Здесь я и остановлюсь. После Бувина. Когда Гильом Бретонец поставит последнюю точку в своей «Филиппиаде». Когда тема трех порядков станет общим местом во всем, что пишется на франкском диалекте. Когда 29 ноября 1226 г., в день своей коронации, юноша, который станет святым Людовиком, пообещает защищать клириков, следить, чтобы «весь народ хриcтианский дал церкви Божией через(свой) третейский суд истинный мир на все времена», пресекать алчность могущественных, «запрещая всякий разбой и всякую несправедливость», обеспечить сочувственное правосудие бедным, «сохраняя во всех решениях справедливость и милосердие»[446]

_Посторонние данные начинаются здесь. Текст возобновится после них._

PR #78, opened 2020-05-18
Define and implement a convention for logs

julienw:
I tried to make some sense out of our logs and define a convention.
The goal is then to extract some of them to trigger alerts and draw graphs.

### DIFF
--- a/docs-developer/logging.md
+++ b/docs-developer/logging.md
@@ -1,0 +1,72 @@
+# Logging in the server
+
+We use [mozlog](https://github.com/mozilla/mozlog) for logging in the server.
+
+## Be careful with the API
+
+The API is a bit weird:
+* There are always 2 arguments.
+* The first argument must be a code without spaces. This is caught at runtime
+  when running in development, but because error cases aren't always tested it's
+  easy to miss, so extra care needs to be used.
+* The second argument can be anything, but we usually use a string or a json
+  object.
+
+## General usage
+
+First we get a logging object, then we log using a logging function specific to
+the loglevel we want to use.
+
+```js
+import { getLogger } from './log';
+const log = getLogger('code1');
+log.info('code2', message);
+```
+
+In the previous example, `code1` and `code2` are joined with a period to make up
+the `name` that's used in the logged message.
+
+## Convention to build names
+
+The names need to reflect where a log happens. In most cases we use a sequence
+containing:
+* the path to the file name, with periods as path separators;
+* the function where the log happens (can be skipped if there's only one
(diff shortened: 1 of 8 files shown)


test/api/profile.test.js
```diff
@@ -165,7 +165,7 @@ describe('DELETE /profile', () => {
       );
 
     expect(process.stdout.write).toHaveBeenCalledWith(
-      expect.stringMatching(/WARN.*delete.jwt.profileTokenMismatch/)
+      expect.stringMatching(/delete.*WARN.*jwt_profileTokenMismatch/)
```
julienw, line 168: This is a bit weird, and this is due to how the "pretty" formatter works currently. Digging into this more made me do https://github.com/mozilla/mozlog/pull/28 today, to make it more reasonable.

docs-developer/logging.md
```diff
@@ -0,0 +1,72 @@
...
+Here are the log levels we can use:
+* trace: this will gather a stack automatically. Note this is displayed only
+  when running the server with `LOG_LEVEL=trace`.
+* verbose: this is displayed only when runnint the server with `LOG_LEVEL=verbose` or `trace`.
+* debug: by default this is displayed in test and development environments.
+* info: this is displayed in production environment too.
+* warn: this is for messages more important than info but that aren't errors.
+  Especially access control errors need to use this level according to #18.
+* error: this is for non-fatal errors.
+* critical: this is for fatal errors.
```
gregtatum, line 68: I'm glad we have documentation for this, and I know that this is how other projects do logging, but this all feels horribly over-engineered for our use cases. It makes me a bit sad.

src/logic/shorten-url.js
```diff
@@ -39,9 +39,12 @@ class BitlyResponseError extends Error {
 }
 
 export async function shortenUrl(longUrl: string): Promise<string> {
-  const log = getLogger('shortenUrl');
+  const log = getLogger('logic.shorten_url.shorten_url');
```
gregtatum, line 42: This seems more reasonable `slug.slug_slug.slug` approach seems more reasonable given the restrictions.

docs-developer/logging.md
julienw: This could be slightly simplified but not so much actually. For the production server and getting alerts out of the logs I believe it's useful.

src/logic/shorten-url.js
julienw: I wasn't so happy for this specific case; maybe the file name should be changed to better reflect what's in it... bitly.js comes to my mind. #nitpicking :-)

PR #79, opened 2020-05-18
Remove trailing slash from the API endpoint if present

julienw:
I got bitten by this more than once, enough to add some code to support this :)

Basically before we had to take care that the env variable `API_ENDPOINT` doesn't have `/` at the end.

### DIFF
--- a/loadtest/publish.py
+++ b/loadtest/publish.py
@@ -43,6 +43,11 @@ def setup_api_endpoint():
                 'either uncommenting the right line in the file or specifying '
                 'the env variable API_ENDPOINT.'
                 )
+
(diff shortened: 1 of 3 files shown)


loadtest/publish.py
```diff
@@ -43,6 +43,11 @@ def setup_api_endpoint():
                 'either uncommenting the right line in the file or specifying '
                 'the env variable API_ENDPOINT.'
                 )
+
+    if _API[-1] == '/':
+        # Remove trailing slash if present.
+        _API = _API[:-1]
+
```
julienw, line 50: I know it would be better to have this in a library but I don't have time to do it now :(

PR #81, opened 2020-05-27
Increase the upload limit to 50MB

julienw:
This came while discussing with @fqueze that we could just increase this upload limit a bit for now. Given our current load and my load test I believe this is OK.


julienw:
Thanks!

PR #84, opened 2020-06-05
Implement a cheap payload "does that look like json" check

### LINKED ISSUE #61: Cheap checks on uploaded data
This is a quick stopgap for #20.

In this issue we want to do small checks that can be done while receiving the data.
The small check I have in mind is to make sure that the first character is a `{`.

julienw:
Fixes #61

The patch isn't so big but the stream API is confusing so I expect that not everything is straightforward. I tried to add comments to store my hard earned knowledge in the source files, for my future myself and coworkers, but please ask if you see anything that's unclear.

Also I split it in separate commits, with tests, so hopefully this should be easier to read by looking at the individual commits. (last commit is https://github.com/firefox-devtools/profiler-server/pull/85, please ignore it here)

I also tested uploading from the profiler UI, this was working properly.

### DIFF
--- a/src/routes/publish.js
+++ b/src/routes/publish.js
@@ -8,7 +8,7 @@
 
 import Router from '@koa/router';
 import Stream from 'stream';
-import util from 'util';
+import { promisify } from 'util';
 
 import { getLogger } from '../log';
 import { config } from '../config';
@@ -18,6 +18,9 @@ import {
   HasherPassThrough,
   LengthCheckerPassThrough,
   Concatenator,
+  CheapJsonChecker,
+  forwardErrors,
+  GunzipWrapper,
 } from '../utils/streams';
 import { PayloadTooLargeError } from '../utils/errors';
 
@@ -42,18 +45,67 @@ export function publishRoutes() {
 
     const hasherTransform = new HasherPassThrough();
     const lengthChecker = new LengthCheckerPassThrough(MAX_BODY_LENGTH);
+    // The payload should "look like" a json object.
+    const jsonChecker = new CheapJsonChecker();
+    const gunzipStream = new GunzipWrapper();
     const concatener = new Concatenator();
 
     // The "pipeline" utility conveniently destroys all streams when there's an
     // error. However the HTTP request isn't part of the pipeline because we
     // don't want to destroy it. Indeed if it's destroyed, the socket is closed
     // and we can't send a nice error to the caller.
-    const pipeline = util.promisify(Stream.pipeline);
+    const pipeline = promisify(Stream.pipeline);
+    const finished = promisify(Stream.finished);
+
+    // We create 2 interconnected pipelines:
+    //
+    //     request
+    //        |
+    //  lengthChecker --- gunzipStream --- jsonChecker
+    //        |
+    // hasherTransform
+    //        |
+    //   concatener
+    //
+    // These streams' possible errors are handled partly by nodejs' pipeline
+    // function, and some special error handlers to forward errors between
+    // pipelines.
+
+    // 1. First and main pipeline
     const pipelinePromise = pipeline(
       lengthChecker,
       hasherTransform,
       concatener
     );
+
+    // 2. "Gunzip and check" json pipeline
+    // This pipeline will stop quite early, once we know this looks like a json.
+    // When it ends we'll just unpipe.
+    // We don't use the `pipeline` utility because with it we get some
+    // "premature close" errors when the length checker errors out.
+    lengthChecker.pipe(gunzipStream);
+    gunzipStream.pipe(jsonChecker);
+    const jsonCheckerPromise = finished(jsonChecker);
+
+    // Stop the flow by unpiping when we're done checking the JSON.
+    jsonChecker.on('finish', () => {
+      log.verbose(
+        'json-checker-pipeline-done',
+        'The stream pipeline to check the json content is finished.'
+      );
+
+      // Note this is important to unpipe, because jsonChecker stopped consuming
+      // the data, and so if we don't stop the flow, the main pipeline will also
+      // stop flowing once the buffers in the second pipeline are full.
+      lengthChecker.unpipe(gunzipStream);
+      gunzipStream.destroy();
+    });
+
+    // Forward errors between streams in the second pipeline, as well as the
+    // first pipeline through lengthChecker.
+    // Note that errors inside the first pipeline are forwarded thanks to the
+    // `pipeline` thingie.
+    forwardErrors(lengthChecker, gunzipStream, jsonChecker);
 
     // The HTTP Request is piped directly to the first stream in the pipeline.
     // We do no error handling here: simply if there's an error (either expected
@@ -61,10 +113,10 @@ export function publishRoutes() {
     // anymore. The request's destroy should be properly handled by Koa or node.
     ctx.req.pipe(lengthChecker);
 
-    // We still wait for the end of the pipeline before moving forward.
+    // We still wait for the end of both pipelines before moving forward.
     // If there's an error (either expected or unexpected) it will bubble up to
     // Koa which will expose it appropriately to the caller.
-    await pipelinePromise;
+    await Promise.all([pipelinePromise, jsonCheckerPromise]);
 
     const storage = gcsStorageCreate(config);
     const hash = hasherTransform.sha1();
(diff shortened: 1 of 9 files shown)


src/routes/publish.js
```diff
@@ -42,29 +45,78 @@ export function publishRoutes() {
...
       lengthChecker,
       hasherTransform,
       concatener
     );
 
+    // 2. "Gunzip and check" json pipeline
+    // This pipeline will stop quite early, once we know this looks like a json.
+    // When it ends we'll just unpipe.
+    // We don't use the `pipeline` utility because with it we get some
+    // "premature close" errors when the length checker errors out.
```
julienw, line 85: Frankly I don't understand why we get these errors here but not in the previous pipeline... I spent too much time understanding all kind of errors and I'm a bit fed up with this, so I didn't want to invest more time now that everything works fine with the current implementation... I'm a bit frustrated that I don't understand this, so maybe I'll come back to it later, but I want to move on :-D

src/types/libdef/npm/jest_v25.x.x.js
```diff
@@ -901,7 +901,7 @@ type JestObjectType = {
 type JestSpyType = { calls: JestCallsType, ... };
 
 type JestDoneFn = {|
- (): void,
+ (error?: Error): void,
```
julienw, line 904: The change has been contributed to flow-typed: https://github.com/flow-typed/flow-typed/pull/3844 so there will be no problem updating the libdef later.

src/utils/streams.js
```diff
@@ -25,7 +28,7 @@ export class HasherPassThrough extends Transform {
 
   _transform(
     chunk: string | Buffer,
-    encoding: mixed,
+    encoding: string,
```
julienw, line 31: This was a mistake from previous patches.

src/utils/streams.js
```diff
@@ -36,7 +39,7 @@ export class HasherPassThrough extends Transform {
   // This method returns the computed sha1 from the data that passed through the
   // transform.
   sha1(): string {
-    this.log.verbose('sha1()');
+    this.log.trace('sha1()');
```
julienw, line 42: Using `trace` generates a stack automatically which is nice when debugging. To see trace logs we need to run tests with `LOG_LEVEL=trace`, they don't show up when the log level is "verbose", so it's also more silent.

src/utils/streams.js
```diff
@@ -110,18 +113,26 @@ export class Concatenator extends Writable {
...
+    this.log.trace('_destroy()');
     this.chunks.length = 0;
     this.contents = null;
-    callback();
+
+    // Passthrough the error information, if present.
+    // This line is needed because of the slightly inconsistent
+    // signature of callback vs err, and that we can't change.
+    err = err || undefined;
+    callback(err);
```
julienw, line 124: This was also a mistake from my side: we're supposed to forward the error to the callback. This API is so confusing and the documentation is missing some information...

src/utils/streams.js
```diff
@@ -130,3 +141,173 @@ export class Concatenator extends Writable {
...
+    }
+
+    // If we're coming here, this means we never finished checking. Let's
+    // happily throw, then!
+    callback(new BadRequestError(this.errorMessage));
+  }
+}
+
+// This simple wrapper simply encapsulates the native gunzip stream and rewrite
+// errors to make them more compatible with our code and koa's error handling.
```
julienw, line 236: So much code just to have nice errors :( I'm a bit sad.

src/utils/streams.js
```diff
@@ -279,3 +279,35 @@ export class GunzipWrapper extends Transform {
     callback(err);
   }
 }
+
+// This tool simply forward an error happening on a stream to other streams, by
+// destroying them.
+export function forwardErrors(
```
julienw, line 285: I didn't add unit tests for this utility but I believe the tests for the publishing cover it, by ensuring we get the right errors when feeding some bad payload to the server.

.circleci/config.yml
```diff
@@ -3,7 +3,7 @@ version: 2.1
 executors:
   node:
     docker:
-      - image: circleci/node:10.15
+      - image: cimg/node:10.21
```
julienw, line 6: This change has been extracted to https://github.com/firefox-devtools/profiler-server/pull/85, it's in this PR just so that the tests pass.

bin/pre-install.js
```diff
@@ -104,9 +104,7 @@ function parseExpectedNodeVersion() {
   const circleConfig = fs.readFileSync('.circleci/config.yml', {
     encoding: 'utf8',
   });
-  const expectedNodeVersion = /image: circleci\/node:([\d.]+)/.exec(
-    circleConfig
-  );
+  const expectedNodeVersion = /image: cimg\/node:([\d.]+)/.exec(circleConfig);
```
julienw, line 107: This change has been extracted to #85, it's in this PR just so that the tests pass.

test/api/publish.test.js
```diff
@@ -128,24 +130,18 @@ describe('publishing endpoints', () => {
...
   });
 
-  it('returns an error when the sent data is bigger than the length', async () => {
-    jest.spyOn(process.stdout, 'write').mockImplementation(() => {});
-    const req = getPreconfiguredRequest();
-    await req.set('Content-Length', String(3)).send('aaaa').expect(400); // 400 means Bad Request. It's generated automatically by Koa.
-    expect(process.stdout.write).toHaveBeenCalledWith(
-      expect.stringContaining('server_error')
-    );
-  });
```
julienw, line 138: I remove this test case because:
* I couldn't get the error I wanted with the changes
* this is auto-handled by node and koa -- when I tested, I got results like 400, 500 or 405 (method not allowed). The underlying node error is actually "invalid method" (see https://github.com/nodejs/node/issues/33728 for more explanation about that)
* this is quite an edge case so I didn't feel it was important to invest time to make a test for it after all.

test/unit/streams.test.js
```diff
@@ -0,0 +1,78 @@
...
+  it('accepts normal content', async () => {
+    const fixture = '{ "foo": "bar" }';
+    const checker = new CheapJsonChecker();
+    const input = new PassThrough();
+    input.write(fixture.slice(0, 3));
+    input.end(fixture.slice(3));
+    await expect(pipeline(input, checker)).resolves.toBe(undefined);
+  });
+
+  it('accepts content with some space at the start', async () => {
```
gregtatum, line 29: Does this actually happen with our profiles?

src/routes/publish.js
```diff
@@ -42,29 +45,78 @@ export function publishRoutes() {
...
     // error. However the HTTP request isn't part of the pipeline because we
     // don't want to destroy it. Indeed if it's destroyed, the socket is closed
     // and we can't send a nice error to the caller.
-    const pipeline = util.promisify(Stream.pipeline);
+    const pipeline = promisify(Stream.pipeline);
+    const finished = promisify(Stream.finished);
+
+    // We create 2 interconnected pipelines:
+    //
+    //     request
```
gregtatum, line 62: Thanks for the helpful diagram!

src/routes/publish.js
gregtatum: Works for me, it's a bit unfortunate the streams API is so poorly designed.

src/routes/publish.js
```diff
@@ -42,29 +45,78 @@ export function publishRoutes() {
...
+      // stop flowing once the buffers in the second pipeline are full.
+      lengthChecker.unpipe(gunzipStream);
+      gunzipStream.destroy();
+    });
+
+    // Forward errors between streams in the second pipeline, as well as the
+    // first pipeline through lengthChecker.
+    // Note that errors inside the first pipeline are forwarded thanks to the
+    // `pipeline` thingie.
+    forwardErrors(lengthChecker, gunzipStream, jsonChecker);
```
gregtatum, line 108: Wow, this feels like magic. (To be clear, because the streams API is magical)

test/unit/streams.test.js
julienw: Not when feeding directly from the UI but I'm also thinking of some more "manual" use cases where profiles could be posted (for example from CI). Maybe too much precaution from my side...

src/routes/publish.js
julienw: Forwardum Errorus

, и суверен тем самым поместится вне социального треугольника и будет поддерживать его равновесие как наместник Христа, образ Божий, постоянным излиянием своего благоволения поистине творящий естественный порядок. Я останавливаюсь, ибо в тот момент постулат трифункциональности возвращается к своим истокам. В том самом краю, старом краю франков, епископы тысячного года изложили его, указывая на небо, во время смуты, вызванной тем, что я называю феодальной революцией, перед еретиками, монахами, рыцарями, перед лицом потрясений, волна которых катилась с юга королевства. Позднее его присвоила светская аристократия, чтобы обороняться от натиска церковной морали, а затем от поползновений королевской власти, от конкуренции со стороны худородных выскочек, от крестьянского неповиновения. Наконец, когда Капетингу удалось смирить феодальное начало, клирики в его окружении, вышедшие из парижских школ, где святого Августина и Дионисия Ареопагита читали внимательней, чем когда-либо, снова вставили этот постулат в идеологическую систему священной королевской власти. Эта система покоилась на одном основании, на принципе неравенства и повиновения, на неизбежно иерархических отношениях между теми, кто обязан «любить», кто показывает пример и отдает приказы, — и теми, кто обязан «почитать» и кто эти приказы выполняет. В лоне подобной иерархии функциональная трехчастность появилась вновь совершенно естественно. Но теперь она расположилась между монархом и «плебсом», помогая первому держать второй в узде.История, которую я здесь пытался проследить, — это история представлений. Она заканчивается. Ибо с первой четверти XIII в., задолго до того, как советники короля Филиппа Красивого (столкнувшись с проблемами управления слишком серьезными, чтобы он мог их решить один, по-отечески, в своем доме, чтобы ввести органы налоговой системы, совершенно менявшей свою суть, чтобы сопротивляться притязаниям папы, который в булле, адресованной королю Франции, поминал, подобно Стефану Ленгтону, «застарелую неприязнь мирян к клирикам» и заявлял, ссылаясь на Дионисия Ареопагита, что «божественный закон в том, чтобы вещи низшие были связаны с высшими через посредников) созвали представителей трех сословий королевства, трифункциональность перестала принадлежать к тем воображаемым категориям, которые не имеют «никакого определенного места существования»[447]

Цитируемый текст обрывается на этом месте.